In my opinion the work of Rastegari et al is a crazy optimization which worked for Caltech-256 mostly due to the use of classeme-1369 feature vector which itself contains the knowledge of semantics.
I have a basic question about the semantic labels used -- when they used Mechanical Turk to obtain the labels, are those the same properties they asked the people looking at the images to see? I couldn't discern from the paper whether they were purposefully trying to focus the features they were trying to pull from brain activity with the labels pulled from Mechanical Turk. Possibly an irrelevant question, but I was thinking it would really affect the results if the properties they asked for were different from the ones the subjects were thinking about.Also, as for the main conclusion of this paper -- they are clearly interested in the neuroengineering application, but I think the implications for how we build vision systems are way more interesting from a scientific perspective rather than an engineering one. Have there been any large CV challenges where no examples of a certain category are given, but the classifier is still expected to work on them? I guess this kind of a challenge would rely heavily on semantics, and the whole vision+semantics thing is still kind of new.

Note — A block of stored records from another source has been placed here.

PR #1342, opened 2021-09-14
model: support database placement option and partition placement option

zhaoxugang:
support database placement option and partition placement option

### Check List 

Tests 

 - Unit test
 - Integration test
 - No code

Code changes

Side effects

 - Increased code complexity

Related changes

### DIFF
--- a/model/ddl.go
+++ b/model/ddl.go
@@ -84,7 +84,7 @@ const (
 	ActionCreatePlacementPolicy         ActionType = 51
 	ActionAlterPlacementPolicy          ActionType = 52
 	ActionDropPlacementPolicy           ActionType = 53
-	ActionAlterTablePartitionOptions    ActionType = 54
+	ActionAlterTablePartitionPolicy     ActionType = 54
 )
 
 var actionMap = map[ActionType]string{
--- a/model/ddl.go
+++ b/model/ddl.go
@@ -84,6 +84,7 @@ const (
 	ActionCreatePlacementPolicy         ActionType = 51
 	ActionAlterPlacementPolicy          ActionType = 52
 	ActionDropPlacementPolicy           ActionType = 53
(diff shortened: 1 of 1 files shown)


zhaoxugang:
PTAL @AilinKid @xhebox

model/ddl.go
```diff
@@ -84,6 +84,7 @@ const (
 	ActionCreatePlacementPolicy         ActionType = 51
 	ActionAlterPlacementPolicy          ActionType = 52
 	ActionDropPlacementPolicy           ActionType = 53
+	ActionAlterTablePartitionOptions    ActionType = 54
```
xhebox, line 87: Maybe a smaller name. We will transform `ast.TableOption` into different actions, refer https://github.com/pingcap/tidb/blob/257140a154a13061b55993f499aa25f0cd07cdf6/ddl/ddl_api.go#L2530-L2573. We don't really have `AlterTableOption` type.

xhebox (commented):
Overlap with #1340, looks like. Maybe you need to discuss with @mjonss .

mjonss:
I just merged https://github.com/pingcap/parser/pull/1340 so the model now has both `PlacementPolicyRef` and `DirectPlacementOpts` on both `DBInfo` and `PartitionDefinition`.

model/ddl.go
zhaoxugang: > Maybe a smaller name. We will transform `ast.TableOption` into different actions, refer https://github.com/pingcap/tidb/blob/257140a154a13061b55993f499aa25f0cd07cdf6/ddl/ddl_api.go#L2530-L2573. We don't really have `AlterTableOption` type.

the constant is used for ddl.runDDLJob() to mark job type not ddl.AlterTable()

xhebox (approved):

AilinKid (approved):

PR #1352, opened 2021-09-27
terror: provide a RegisterFinish API

tiancaiamao:

Prevent regression like https://github.com/pingcap/tidb/issues/28190

TiDB will register all the error kinds in its initialization, and then call this API
After that, misuse of the terror will panic, thus the bug is exposed early.

### Check List 

Tests 

In TiDB

Code changes


tiancaiamao:
https://github.com/pingcap/tidb/pull/28438

terror/terror.go
```diff
@@ -107,6 +108,18 @@ func (m *code2ErrClassMap) Put(key string, err ErrClass) {
 	m.data.Store(key, err)
 }
 
+var registerFinish uint32
+
+// RegisterFinish makes the register of new error panic.
+// The use pattern should be regist all the error during initialization, and then call RegisterFinish.
```
kennytm, line 114:
```suggestion
// The use pattern should be register all the errors during initialization, and then call RegisterFinish.
```

ichn-hu (approved):
LGTM

tiancaiamao:
My main point is actually here https://github.com/pingcap/tidb/pull/25405#issuecomment-861173193

> Is there some way to prevent this kind of error in the future?
> Maybe nobody read the document and maybe people still make this kind of mistakes in the future.

We have got stuck on the error before, and fixed it then.
But later a contributor file a PR and misuse the terror package again...
This time we're not so lucky, the reviewers don't catch it and our customer trigger the bug

kennytm (approved):

PR #1170, opened 2021-02-20
model: add a new TableInfoVersion for separating id allocators

tangenta:
### What problem does this PR solve? 

Issue: https://github.com/pingcap/tidb/issues/982

TiDB PR: https://github.com/pingcap/tidb/pull/20708

### Check List 

Tests 

 - Unit test
 - Integration test

Code changes

 - Has exported variable/fields change

Side effects

N/A

Related changes

 - Need to update the documentation
 - Need to be included in the release note

PR #1354, opened 2021-09-28
support separating auto_increment ID from row ID

tangenta:

The parser part of https://github.com/pingcap/tidb/pull/28448.

- Support syntax `alter table t modify [force] row_id = xxx`. This is useful in the last stage when importing with Lightning.
- Add a job action `ActionRebaseRowID`.
- Change `TableInfoVersion4` to `TableInfoVersion5`. `TableInfoVersion4` is a version that is equivalent to `TableInfoVersion3` for some reasons.

### Check List 

Tests 

 - Unit test
 - Integration test

Code changes

NA

Side effects

NA

Related changes

NA

### DIFF
--- a/model/model.go
+++ b/model/model.go
@@ -259,6 +259,12 @@ const (
 	CurrLatestTableInfoVersion = TableInfoVersion5
 )
 
+// AutoIncrementIDIsSeparated indicates whether auto_increment ID of is separated from _tidb_row_id.
+// For details, see https://github.com/pingcap/tidb/issues/982.
+func AutoIncrementIDIsSeparated(ver uint16) bool {
+	return ver >= TableInfoVersion5
+}
+
 // ExtraHandleName is the name of ExtraHandle Column.
 var ExtraHandleName = NewCIStr("_tidb_rowid")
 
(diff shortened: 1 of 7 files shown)


model/model.go
```diff
@@ -249,16 +249,22 @@ const (
...
 	// charsets / collations will be converted to lower-case while loading from the storage.
 	TableInfoVersion3 = uint16(3)
-	// TableInfoVersion4 indicates that the auto_increment allocator in TiDB has been separated from
+	// TableInfoVersion5 indicates that the auto_increment allocator in TiDB has been separated from
 	// _tidb_rowid allocator. This version is introduced to preserve the compatibility of old tables:
-	// the tables with version < TableInfoVersion4 still use a single allocator for auto_increment and _tidb_rowid.
+	// the tables with version < TableInfoVersion5 still use a single allocator for auto_increment and _tidb_rowid.
 	// Also see https://github.com/pingcap/tidb/issues/982.
-	TableInfoVersion4 = uint16(4)
+	TableInfoVersion5 = uint16(5)
```
kennytm, line 256: ?? what happened to version 4

tangenta: Version 4 is introduced in https://github.com/pingcap/parser/pull/1170...

It is released to v5.0, so we need another version to identify that the auto IDs are separated.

I have two points on attributes for computer vision purpose. 1. Should attributes be easier to recognize/detect/estimate than categories in term of computation? Otherwise, we may convert a hard problem to a harder problem. In this sense, attribute like "man-made" might be bad attribute, because it is really not easy to classify from only appearance. 2. Each attribute should be shared by multiple categories, otherwise it will come to be a category-like label itself. And, in terms of visual representation, it is not compact.